Damp mouldy housing and early childhood hospital admissions for acute respiratory infection: a case control study
- PMID: 31413146
- PMCID: PMC6824607
- DOI: 10.1136/thoraxjnl-2018-212979
Damp mouldy housing and early childhood hospital admissions for acute respiratory infection: a case control study
Abstract
Introduction: A gap exists in the literature regarding dose-response associations of objectively assessed housing quality measures, particularly dampness and mould, with hospitalisation for acute respiratory infection (ARI) among children.
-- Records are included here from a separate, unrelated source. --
PR #17980, opened 2024-07-04
fix: Remove WebHookService [DHIS2-17638]

enricocolasante:
Removing `DefaultTrackerNotificationWebHookService`.
This was before used in old tracker. At some point we will need to make it work in tracker as well but most likely we do not need all the sending application event complexity


dhis-2/dhis-services/dhis-service-core/src/main/java/org/hisp/dhis/program/notification/ProgramNotificationListener.java
```diff
@@ -44,30 +40,8 @@
 public class ProgramNotificationListener {
   private final ProgramNotificationService programNotificationService;
 
-  private final TrackerNotificationWebHookService trackerNotificationWebHookService;
-
   @TransactionalEventListener(fallbackExecution = true)
   public void onEnrollment(ProgramEnrollmentNotificationEvent event) {
```
enricocolasante, line 44: @teleivo This is still used somewhere down the line in the SMS part.
It should be remove when we fix it there

muilpp (approved):

teleivo (approved):

PR #17982, opened 2024-07-04
fix: Include capture scope in search scope [DHIS2-17708]

muilpp:
It currently possible for users to configure org unit scopes such that the capture scope and search scope are entirely independent. Consequently, the tracker must adapt to this configuration and assume that users can search within their capture scope, even if the scopes are unrelated.

The goal of this PR is to address this scenario by creating a new set to hold the org unit values for both scopes. This set will reside in the `UserDetails` class, and will be propagated throughout the system from there.

There are still remaining usages of the search scope org units Set. Both platform and analytics teams will be updated on this issue so they can determine if it's convenient for them to use the new one as well. The specific usages are in:
- `DefaultUserService.handleUserQueryParams` and `DefaultUserService.validateUserCreateOrUpdateAccess`
- `UserDeletionHandler.deleteOrganisationUnit`
- `OrganisationUnitController.getObjectList`
- `MetadataOrgUnitMergeHandler.mergeUsers` and `MetadataOrgUnitMergeHandler.splitUsers`
- `DefaultDataQueryService.getUserOrgUnits`

Ticket: https://dhis2.atlassian.net/browse/DHIS2-17708


dhis-2/dhis-api/src/main/java/org/hisp/dhis/user/UserDetails.java
```diff
@@ -159,6 +162,12 @@ static UserDetails createUserDetails(
               ? setOfIds(user.getTeiSearchOrganisationUnitsWithFallback())
               : (searchOrgUnitUids.isEmpty() ? orgUnitUids : searchOrgUnitUids);
 
+      Set<String> userEffectiveSearchOrgUnitIds =
+          Stream.of(userOrgUnitIds, userSearchOrgUnitIds)
+              .filter(Objects::nonNull)
+              .flatMap(Collection::stream)
```
jbee, line 168: This is a bit odd way to get where `Stream.concat` would get you, like you did in the `User`, but work too I guess :)

jbee (approved):
Looks good!

dhis-2/dhis-api/src/main/java/org/hisp/dhis/user/UserDetails.java
muilpp: That's how I originally did it, but sonar complained about a possible NPE, that's why I changed it

dhis-2/dhis-api/src/main/java/org/hisp/dhis/user/User.java
```diff
@@ -773,33 +774,21 @@ public Set<OrganisationUnit> getDataViewOrganisationUnitsWithFallback() {
...
-  public OrganisationUnit getTeiSearchOrganisationUnitWithFallback() {
-    return hasTeiSearchOrganisationUnit() ? getTeiSearchOrganisationUnit() : getOrganisationUnit();
-  }
-
   /** Returns the tei search organisation units or organisation units if not exist. */
   public Set<OrganisationUnit> getTeiSearchOrganisationUnitsWithFallback() {
     return hasTeiSearchOrganisationUnit() ? teiSearchOrganisationUnits : organisationUnits;
   }
 
+  /** Returns all search organisation units and organisation units. */
```
teleivo, line 786: I think this javadoc would benefit from the explanation you give in the PR or issue. Maybe

`Users capture scope org units can be outside of the search scope org units. The effective search org units represent their union.
`
Then maybe something about when this should be used over the other methods. The other related org unit methods could also link to this one in their javadoc.

dhis-2/dhis-services/dhis-service-tracker/src/main/java/org/hisp/dhis/tracker/export/event/EventOperationParamsMapper.java
```diff
@@ -179,7 +179,7 @@ private OrganisationUnit validateRequestedOrgUnit(String orgUnitUid, User user)
     }
 
     if (!organisationUnitService.isInUserHierarchy(
```
teleivo, line 181: Can `user.isInUserEffectiveSearchOrgUnit` be used here and similar usages later on?

dhis-2/dhis-services/dhis-service-tracker/src/main/java/org/hisp/dhis/tracker/export/enrollment/EnrollmentOperationParamsMapper.java
```diff
@@ -105,8 +105,7 @@ public EnrollmentQueryParams map(EnrollmentOperationParams operationParams)
   private void mergeOrgUnitModes(
       EnrollmentOperationParams operationParams, User user, EnrollmentQueryParams queryParams) {
     if (user != null && operationParams.getOrgUnitMode() == ACCESSIBLE) {
-      queryParams.addOrganisationUnits(
-          new HashSet<>(user.getTeiSearchOrganisationUnitsWithFallback()));
+      queryParams.addOrganisationUnits(new HashSet<>(user.getEffectiveSearchOrganisationUnits()));
```
teleivo, line 108: Can we remove the `new HashSet` in this and similar calls?

dhis-2/dhis-test-integration/src/test/java/org/hisp/dhis/trackedentity/TrackerOwnershipManagerTest.java
```diff
@@ -537,6 +537,22 @@ void shouldNotFindTrackedEntityWhenProgramSuppliedAndUserIsNotOwner()
...
+    programA.setAccessLevel(AccessLevel.OPEN);
+    programService.updateProgram(programA);
+    userB.setOrganisationUnits(Set.of(organisationUnitA));
+    userB.setTeiSearchOrganisationUnits(Set.of(organisationUnitB));
+    userService.updateUser(userB);
+    injectSecurityContext(UserDetails.fromUser(userB));
+
+    assertEquals(
+        trackedEntityA1,
+        trackedEntityService.getTrackedEntity(
```
teleivo, line 552: Why is this in the TrackerOwnershipManagerTest? I think this should be part of our TE service test

dhis-2/dhis-services/dhis-service-tracker/src/main/java/org/hisp/dhis/tracker/export/event/EventOperationParamsMapper.java
muilpp: We could, but first we'd need to replace `User` by `UserDetails`.
That kind of user is present in multiple locations in our validators and I'm not sure that's a refactor we want to do in this ticket.

teleivo (approved):

PR #18010, opened 2024-07-08
chore: remove dhis-api deleteEvent DHIS2-17638

teleivo:


muilpp (approved):

dhis-2/dhis-services/dhis-service-tracker/src/main/java/org/hisp/dhis/tracker/imports/sms/DeleteEventSMSListener.java
```diff
@@ -101,7 +98,7 @@ protected SmsResponse postProcess(IncomingSms sms, SmsSubmission submission, Use
       throw new SMSProcessingException(SmsResponse.INVALID_EVENT.set(subm.getEvent()));
     }
 
-    apiEventService.deleteEvent(event);
+    identifiableObjectManager.delete(event);
```
enricocolasante, line 101: That should use tracker importer at some point.
Should we put a TODO just to remember?

enricocolasante (approved):

PR #18016, opened 2024-07-08
chore: remove dhis-api EventService DHIS2-17638

teleivo:
* inline `saveEventDataValuesAndSaveEvent` into the sms code. The easiest to get that done is through duplication as the class hierarchy would not allow us inheriting from the same base class.

We have a meeting to discuss the sms code today. We will then make a plan and refactor that code to do its crud via the tracker importer instead of this code and the manager.


dhis-2/dhis-services/dhis-service-tracker/src/main/java/org/hisp/dhis/tracker/imports/sms/RegisterSMSListener.java
```diff
@@ -142,4 +166,104 @@ protected void register(
         sms.getOriginator(),
         INFO);
   }
+
+  public void saveEventDataValuesAndSaveEvent(
```
enricocolasante, line 170: Could this be private?

enricocolasante (approved):

muilpp (approved):

PR #18023, opened 2024-07-08
feat: Users data capture orgunit should be within their data view hierarchy

jason-p-pickering:
When a data view organisation unit has been specified for  a user, all data capture organisation units should fall within the hierarchy of that data view organisation unit. This situation can occur when the data view organisation unit has been set at a lower level of the hierarchy or different branch of the hierarchy. In this case, the user might not be able to view their data which they have entered. 

Note that users who have NO data view organisation unit specified, default to their data capture unit. Thus, this integrity check only applies to users who have a data capture orgunit specified, which is not within their data view hierarchy.


dhis-2/dhis-services/dhis-service-administration/src/main/resources/data-integrity-checks/users/users_capture_ou_not_in_data_view_ou.yaml
```diff
@@ -0,0 +1,121 @@
...
+  GROUP BY u.userinfoid
+  HAVING array_length(ARRAY_AGG(dop) FILTER (WHERE dop IS NOT NULL), 1) > 0
+  ) x on x.userinfoid = ui.userinfoid
+  INNER JOIN organisationunit ou on ou.path = any(x.invalid_data_orgunits)
+  GROUP BY ui.uid, ui.username;
+details_id_type: users
+severity: SEVERE
+introduction: >
+  Users who can enter data should be able to view their own data. This situation occurs when a user has 
+  a data capture organisation unit unit which is not within the data view organisation unit hierarchy.
```
jbee, line 114:
```suggestion
  a data capture organisation unit which is not within the data view organisation unit hierarchy.
```

dhis-2/dhis-services/dhis-service-administration/src/main/resources/data-integrity-checks/users/users_capture_ou_not_in_data_view_ou.yaml
```diff
@@ -0,0 +1,121 @@
...
+      SELECT path AS dop
+      FROM unnest(u.data_orgunits_paths) AS path
+      WHERE NOT EXISTS (
+          SELECT 1
+          FROM unnest(COALESCE(v.view_orgunit_paths, '{}')) AS view_path
+          WHERE path LIKE view_path || '%'
+      )
+  ) invalid_paths ON true
+  GROUP BY u.userinfoid
+  HAVING array_length(ARRAY_AGG(dop) FILTER (WHERE dop IS NOT NULL), 1) > 0
```
jbee, line 67: I this the filter that only finds cases where at least one data view association has been made so the "none=all" logic does not apply?

jbee (approved):
I think it looks good (apart from a typo) but it is a lengthy SQL to grasp :sweat_smile:

david-mackessy (approved):

dhis-2/dhis-services/dhis-service-administration/src/main/resources/data-integrity-checks/users/users_capture_ou_not_in_data_view_ou.yaml
jason-p-pickering: Not quite. That should filter out cases where the capture path is not like any of the data view paths. This bit `INNER JOIN user_view_orgunits v ON u.userinfoid = v.userinfoid` uses an inner join (as opposed to a left join), so if there are no view organisation units, then basically all of their data capture orgunits are valid, and no results can be returned for that particular user.

jbee (changes requested):
As Jason told me the SQL is very slow. As a check in real use it would not be a problem but as a part of the test suite it is. Lets see if we can make that SQL fast(er). Just from the kind of thing it wants to find I would assume this should be a quite fast check :thinking:

jbee (approved):

PR #18031, opened 2024-07-09
chore: Remove enrollmentService.getEnrollment [DHIS2-17712-2]

muilpp:
### Big picture

### This PR

Moves the method getEnrollment(uid) from the api module to the service tracker module.


dhis-2/dhis-services/dhis-service-tracker/src/main/java/org/hisp/dhis/tracker/export/enrollment/DefaultEnrollmentService.java
```diff
@@ -71,6 +70,11 @@ class DefaultEnrollmentService
 
   private final EnrollmentOperationParamsMapper paramsMapper;
 
+  @Override
+  public Enrollment getEnrollment(String uid) throws ForbiddenException, NotFoundException {
```
teleivo, line 74: Can you please use our UID type like in the EventService. If its easier you can do it in a separate PR.

dhis-2/dhis-services/dhis-service-tracker/src/main/java/org/hisp/dhis/tracker/imports/bundle/persister/DefaultTrackerObjectsDeletionService.java
```diff
@@ -75,7 +75,10 @@ public TrackerTypeReport deleteEnrollments(TrackerBundle bundle) {
 
       Entity objectReport = new Entity(TrackerType.ENROLLMENT, uid);
 
-      Enrollment enrollment = enrollmentService.getEnrollment(uid);
+      Enrollment enrollment = manager.get(Enrollment.class, uid);
```
teleivo, line 78: I know I did not for events but I am wondering if we should use the exporter service here @enricocolasante ?

dhis-2/dhis-services/dhis-service-tracker/src/main/java/org/hisp/dhis/tracker/imports/sms/EnrollmentSMSListener.java
```diff
@@ -185,23 +190,27 @@ protected SmsResponse postProcess(IncomingSms sms, SmsSubmission submission, Use
     // TODO: Unsure about this handling for enrollments, this needs to be
     // checked closely
     Enrollment enrollment;
-    boolean enrollmentExists = enrollmentService.enrollmentExists(enrollmentid.getUid());
+    boolean enrollmentExists = apiEnrollmentService.enrollmentExists(enrollmentid.getUid());
     if (enrollmentExists) {
-      enrollment = enrollmentService.getEnrollment(enrollmentid.getUid());
+      try {
+        enrollment = enrollmentService.getEnrollment(enrollmentid.getUid());
```
teleivo, line 196: You need to pass the user in. This does not have the user set in the context like in an HTTP request context.

dhis-2/dhis-services/dhis-service-tracker/src/main/java/org/hisp/dhis/tracker/imports/sms/RelationshipSMSListener.java
```diff
@@ -175,10 +175,13 @@ private RelationshipItem createRelationshipItem(
         break;
 
       case PROGRAM_INSTANCE:
-        Enrollment progInst = enrollmentService.getEnrollment(objId.getUid());
-        if (progInst == null) {
+        Enrollment progInst;
```
teleivo, line 178:
```suggestion
        Enrollment enrollment;
```

dhis-2/dhis-test-integration/src/test/java/org/hisp/dhis/program/EnrollmentServiceTest.java
```diff
@@ -293,13 +300,14 @@ void shouldNoteDeleteNoteWhenDeletingEnrollment() {
...
-    enrollmentService.addEnrollment(enrollmentA);
+    apiEnrollmentService.addEnrollment(enrollmentA);
 
     assertNotNull(enrollmentService.getEnrollment(enrollmentA.getUid()));
 
-    enrollmentService.deleteEnrollment(enrollmentA);
+    apiEnrollmentService.deleteEnrollment(enrollmentA);
 
-    assertNull(enrollmentService.getEnrollment(enrollmentA.getUid()));
+    Assertions.assertThrows(
```
teleivo, line 309: use a static import

dhis-2/dhis-services/dhis-service-tracker/src/main/java/org/hisp/dhis/tracker/export/enrollment/DefaultEnrollmentService.java
muilpp: I'll do it in the following PR

dhis-2/dhis-services/dhis-service-tracker/src/main/java/org/hisp/dhis/tracker/imports/bundle/persister/DefaultTrackerObjectsDeletionService.java
muilpp: I think we should use the exporter here, the thing is using the service-tracker `enrollmentService`, we run the validations and map the Enrollment to a new object, which is then used by this class to delete the enrollment, and fails because the session already contains a different Enrollment object with the same id.
Long story short, we need to refactor this logic and it might need its own PR.

teleivo: thank you for checking 😄

teleivo (approved):

dhis-2/dhis-services/dhis-service-tracker/src/main/java/org/hisp/dhis/tracker/imports/bundle/persister/DefaultTrackerObjectsDeletionService.java
enricocolasante: I think we need to discuss on how to proceed here.
I am not sure we should use the exporter service here. `deleteEnrollments` method should never be exposed and it should only be used by our importer that already did all the needed validations to check if the enrollment is there and if it can be deleted by the user (and also if the events can be deleted).

Here in the end we should just update the enrollment to `deleted=false` and all the lastUpdated info.

enricocolasante (approved):
Just a comment on the next steps when we delete

PR #18038, opened 2024-07-09
feat: Users data capture orgunit should be within their TEI search hierarchy

jason-p-pickering:
When a users data capture orgunit is not within their TEI search hierarchy, users may not be able to search for TEIs which they have entered. While chatting with @muilpp , it seems that the behavior in version 42+ is that users can search in both their capture OU as well as their TEI search OU. Thus, this integrity check should only be target in versions <41.


dhis-2/dhis-services/dhis-service-administration/src/test/java/org/hisp/dhis/dataintegrity/DataIntegrityYamlReaderTest.java
```diff
@@ -56,7 +56,7 @@ void testReadDataIntegrityYaml() {
 
     List<DataIntegrityCheck> checks = new ArrayList<>();
     readYaml(checks, "data-integrity-checks.yaml", "data-integrity-checks", CLASS_PATH);
-    assertEquals(72, checks.size());
+    assertEquals(73, checks.size());
```
jbee, line 59: Be aware that if we merge both your PRs this will break. We should make this a more relaxed condition

jbee (approved):

david-mackessy (approved):

dhis-2/dhis-services/dhis-service-administration/src/test/java/org/hisp/dhis/dataintegrity/DataIntegrityYamlReaderTest.java
jason-p-pickering: Roger that. Will fix in the merge but would be good to able to handle this independently.

PR #18049, opened 2024-07-10
fix: [WIP]Set invalid COC to default for sms code to fix upgrade failure [DHIS2-15169]

zubaira:
[DHIS2-15169](https://dhis2.atlassian.net/browse/DHIS2-15169)

[DHIS2-15169]: https://dhis2.atlassian.net/browse/DHIS2-15169?atlOrigin=eyJpIjoiNWRkNTljNzYxNjVmNDY3MDlhMDU5Y2ZhYzA5YTRkZjUiLCJwIjoiZ2l0aHViLWNvbS1KU1cifQ


jbee (commented):
Have you tried if this script can be run multiple times or succeeds in case any of the changed or added  columns and FKs already are changed or exist? I would think this would fail this script. It should be possible to write it so it does not fail in those scenarios.

zubaira:
Closing the issue for now until we find a way to skip the previous (faulty) Flyway migration.

PR #19397, opened 2024-12-06
fix: [DHIS2-18527] (2.40) Fix deleted relationship getting returned in event

ameenhere:
In event fetching API ( `api/tracker/event/{uid}` ) , when `includeRelationship` is set to true. The service fetches all relationships without respecting the `deleted` flag. 

This PR corrects this.

In collection event fetching API ( `api/tracker/events=event={uid}` ) this issue does not exist.


muilpp (approved):
just curious... it is possible to request deleted event relationships?
I know in other endpoints there's the parameter `includeDeleted`, not sure if it exists here too. If it does, I wonder if this logic would effectively disable that parameter.

ameenhere:
> just curious... it is possible to request deleted event relationships? I know in other endpoints there's the parameter `includeDeleted`, not sure if it exists here too. If it does, I wonder if this logic would effectively disable that parameter.

@muilpp Good point Marc! I had forgotten about that and did not find any references for includeDeleted in the relationships area. It could be that that parameter never respected in the relationship side of things so far. I'll create a separate jira issue to track/test that 👍  Thanks!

Methods: A prospective, unmatched case-control study was conducted in two paediatric wards and five general practice clinics in Wellington, New Zealand, over winter/spring 2011-2013. Children aged <2 years who were hospitalised for ARI (cases), and either seen in general practice with ARI not requiring admission or for routine immunisation (controls) were included in the study. Objective housing quality was assessed by independent building assessors, with the assessors blinded to outcome status, using the Respiratory Hazard Index (RHI), a 13-item scale of household quality factors, including an 8-item damp-mould subscale. The main outcome was case-control status. Adjusted ORs (aORs) of the association of housing quality measures with case-control status were estimated, along with the population attributable risk of eliminating dampness-mould on hospitalisation for ARI among New Zealand children.
Results: 188 cases and 454 controls were studied. Higher levels of RHI were associated with elevated odds of hospitalisation (OR 1.11/unit increase (95% CI 1.01 to 1.21)), which weakened after adjustment for season, housing tenure, socioeconomic status and crowding (aOR 1.04/unit increase (95% CI 0.94 to 1.15)). The damp-mould index had a significant, adjusted dose-response relationship with ARI admission (aOR 1.15/unit increase (95% CI 1.02 to 1.30)). By addressing these harmful housing exposures, the rate of admission for ARI would be reduced by 19% or 1700 fewer admissions annually.
Conclusions: A dose-response relationship exists between housing quality measures, particularly dampness-mould, and young children's ARI hospitalisation rates. Initiatives to improve housing quality and to reduce dampness-mould would have a large impact on ARI hospitalisation.
Keywords: acute respiratory infections; child health; dampness; housing quality; mould; public health policy.
© Author(s) (or their employer(s)) 2019. Re-use permitted under CC BY-NC. No commercial re-use. See rights and permissions. Published by BMJ.
Conflict of interest statement
Competing interests: All authors have completed the International Committee of Medical Journal Editors uniform disclosure form at www.icmje.org/coi_disclosure.pdf and declare the following: TI reports grants from the Health Research Council of New Zealand during the conduct of the study, grants from Janssen Research and Development, and others from AstraZeneca outside the submitted work. MK, CD, JC, HV and ML report grants from the Health Research Council of New Zealand during the conduct of the study. BJ, DRTA, JBD and LOB report grants from the Health Research Council of New Zealand during the conduct of the study and grants from Janssen Research and Development outside the submitted work. ACD, TVS and PI report that they have nothing to disclose. PH-C reports grants from the Health Research Council of New Zealand and the Ministry of Business, Innovation and Employment during the conduct of the study. The lead author affirms that this manuscript is an honest, accurate and transparent account of the study being reported; that no important aspects of the study have been omitted; and that any discrepancies from the study as planned have been explained.